Each Datapacket within a given times series has the same fixed size in bytes. You use a "StoragePlugin" that shares the same interface with other storage plugins and the interface enables you to serialize datapoints, deserialize them, and it stores knowledge of the size of each data packet. In that way you can essentially store mixed data in the very same database. You can store time series with datapoints of type [timestamp, bid, ask] such as fx tick based data, or you could store [timestamp, last trade, volume] for a futures quote, or [timestamp, open, high, low,close]. The Header will provide information about the data structure such as size of file, number of data points, size of each data packet, symbol information,...

With such structure you can now easily run a binary search algo over an arbitrarily large time series and it will take a fraction of a millisecond to retrieve the matching position in your binary time series. From that datapoint you can simply read x number datapoints, convert on the fly to compressed data or run any other type of query. Sure, you do not have the benefits a relational db offers but actually you still do because you can simply read the data points in question and run relational queries in memory. That is basically anyway how SQL Server does it unless you heavily index your data. But you can essentially do the same by caching your queries or optimize queries in memory (I can provide more info on that if requested but it will be more in-depth).

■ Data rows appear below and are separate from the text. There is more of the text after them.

PR #3092, opened 2026-07-31
feat(worker): make the graceful-shutdown timeout configurable

ai-ag2026:
## Summary

The worker poller's graceful-shutdown timeout is hardcoded to `30.0` in both
shutdown paths (`worker/main.py`, and the API-embedded poller in
`api/http.py`). An in-flight retain is an LLM call that may legitimately run
for minutes — `HINDSIGHT_API_LLM_TIMEOUT` defaults far above 30s — so every
service stop cancels it mid-flight and loses the operation.

This adds `HINDSIGHT_API_SHUTDOWN_GRACE` (default `30.0`, behaviour
unchanged unless set), wired through `HindsightConfig` like the other
operational knobs, and used at both call sites.

## Why

Running Hindsight under systemd, we size this together with
`TimeoutStopSec` so the supervisor never SIGKILLs the process mid-cleanup:
grace comfortably under the supervisor timeout, both above the realistic
LLM-call duration. In production since 2026-07-16; restarts stopped eating
in-flight retains.

## Changes

* `config.py`: `ENV_SHUTDOWN_GRACE` + `DEFAULT_SHUTDOWN_GRACE` +
  `HindsightConfig.shutdown_grace` + `from_env` parsing
* `worker/main.py`, `api/http.py`: `shutdown_graceful(timeout=get_config().shutdown_grace)`
* `.env.example` documented

## Validation

`tests/test_shutdown_grace_config.py`: default-is-30 and env override, in
the pattern of the neighbouring config-wiring test files (2 passed).

### DIFF
--- a/.env.example
+++ b/.env.example
@@ -292,3 +292,4 @@ HINDSIGHT_API_LOG_LEVEL=info
 # When set, visitors see a login page and must enter the key before
 # accessing the dashboard or any /api/* routes (except /api/health).
 # HINDSIGHT_CP_ACCESS_KEY=your-shared-secret-key
+# HINDSIGHT_API_SHUTDOWN_GRACE=30  # Seconds the worker poller waits for in-flight operations on shutdown; size together with your supervisor stop timeout (e.g. systemd TimeoutStopSec).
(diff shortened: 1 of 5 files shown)


nicoloboschi (changes requested):
please add the new field to the docs

PR #3093, opened 2026-07-31
fix(recall): actually increment access_count on recall

ai-ag2026:
## Summary

`memory_units.access_count` exists, is indexed (`idx_mu_access_count`) and
is consulted by ranking `ORDER BY` clauses — but nothing ever writes it.
The column stays `0` forever, so every recency/frequency signal built on it
is inert. (The `access_count_update` task type appears in a comment only.)

This gives the column its writer: recall bumps `access_count` for exactly
the units it returned.

## Design points

* **Fire-and-forget on the recall path.** A ranking signal must never fail
  or slow down the read; the bump is scheduled after the result is
  assembled, and any error is logged, never propagated.
* **Through the task-backend abstraction**, not a raw pool call — so it
  works on both the asyncpg pool and the SQLAlchemy/Oracle backend.
* Scoped strictly to the returned unit ids.

## Validation

`tests/test_access_count_bump.py` (new): the bump happens for recalled
units, is capped to the returned set, failures never propagate into the
recall result, and the write goes through the backend abstraction —
6 passed on current `main`.

## Notes

Running in production since 2026-07-16 (PostgreSQL backend); the column has
been accumulating real values since.

### DIFF
--- a/hindsight-api-slim/hindsight_api/engine/memory_engine.py
+++ b/hindsight-api-slim/hindsight_api/engine/memory_engine.py
@@ -1070,6 +1070,10 @@ class MemoryEngine(MemoryEngineInterface):
         self._dialect: SQLDialect | None = None
         # Connection pool — set from backend.get_pool() for backward compatibility
         self._pool = None
+        # Strong refs for fire-and-forget access-count bumps (recall path).
+        # Without a reference the event loop may GC the task mid-flight and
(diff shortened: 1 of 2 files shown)


nicoloboschi:
it's deprecated because useless and has high impact on reads - I will follow up with a drop column migration

PR #3094, opened 2026-07-31
fix(consolidation): guard _execute_update_action against FK violation on 0-row UPDATE

ai-ag2026:
## Summary

If the observation row is concurrently deleted or invalidated, the `UPDATE`
in `_execute_update_action` matches 0 rows — and the `observation_history`
INSERT that follows carries an `observation_id` FK onto `memory_units`, so
appending history for the now-missing row raises `ForeignKeyViolationError`.
Because integrity violations are (correctly) not retried, the consolidation
operation is marked failed for a row that simply no longer exists.

This captures the `UPDATE` status in the SQL branch and bails out before
writing history when 0 rows matched (debug log). The store branch is an
upsert and cannot hit the 0-row case, so it needs no guard.

## Why

Hit in production under concurrent curation: consolidation raced an
invalidation, and the resulting FK violation marked the whole operation
failed. Running with this guard since 2026-07-16.

## Validation

Mock-level tests in `tests/test_integrity_violation_not_retried.py`.
Verified both directions: **without** the guard two tests go red
(`2 failed, 2 passed`); **with** it `4 passed`. The file's three
embedded-postgres tests could not run in our sandbox (embedded PG cannot
create TCP sockets there) — they error identically on pristine `main`, so
that is an environment bound, not an effect of this change.

### DIFF
--- a/hindsight-api-slim/hindsight_api/engine/consolidation/consolidator.py
+++ b/hindsight-api-slim/hindsight_api/engine/consolidation/consolidator.py
@@ -2114,7 +2114,7 @@ async def _execute_update_action(
     t0 = time.time()
     store = get_memories()
     if store.writes_memory_rows_in_sql:
-        await conn.execute(
+        update_status = await conn.execute(
             f"""
             UPDATE {fq_table("memory_units")}
             SET text = $1,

cj- I hope you don't mind me coattailing a bit in your thread. I have a few questions about my set up and if volpunter's approach might be able to help. You may want to cover your eyes, I am less knowledgable than anyone here and am assuredly going to ask dumb questions.

I have a hodgepodge of data including equities tick data (~7TB), 1min option data (120GB), EOD option data (80GB), and various equities interval data. All of it is in csv or txt files. The data is spread across non-RAIDed 7200rpm mechanical drives of 4TB, 4TB, 1TB, 750GB.

In short, backtesting is painful because my seek times suck. Some questions related to that if anyone is feeling charitable:

1) Can I assume that running multithreaded backtests (testing a different underlying on each thread) is beneficial for seek times despite HDDs only being able to read one file at a time? I believe I read somewhere that the OS will optimize queued read requests to minimize total seek time.

2) I understand that seek time is nonexistent for SSDs. I can probably move everything except for the tick data onto one. In addition to seek time improvement, can multiple threads read separate files off an SSD in parallel?

3) I'm not all that familiar with binary files but I understand they can be read faster than parsing text. However, read times haven't really been much of an issue. Are there other advantages to the "binary file store"? I honestly don't even really know what that means...is it simply creating/saving binary files the same way I have my csv files?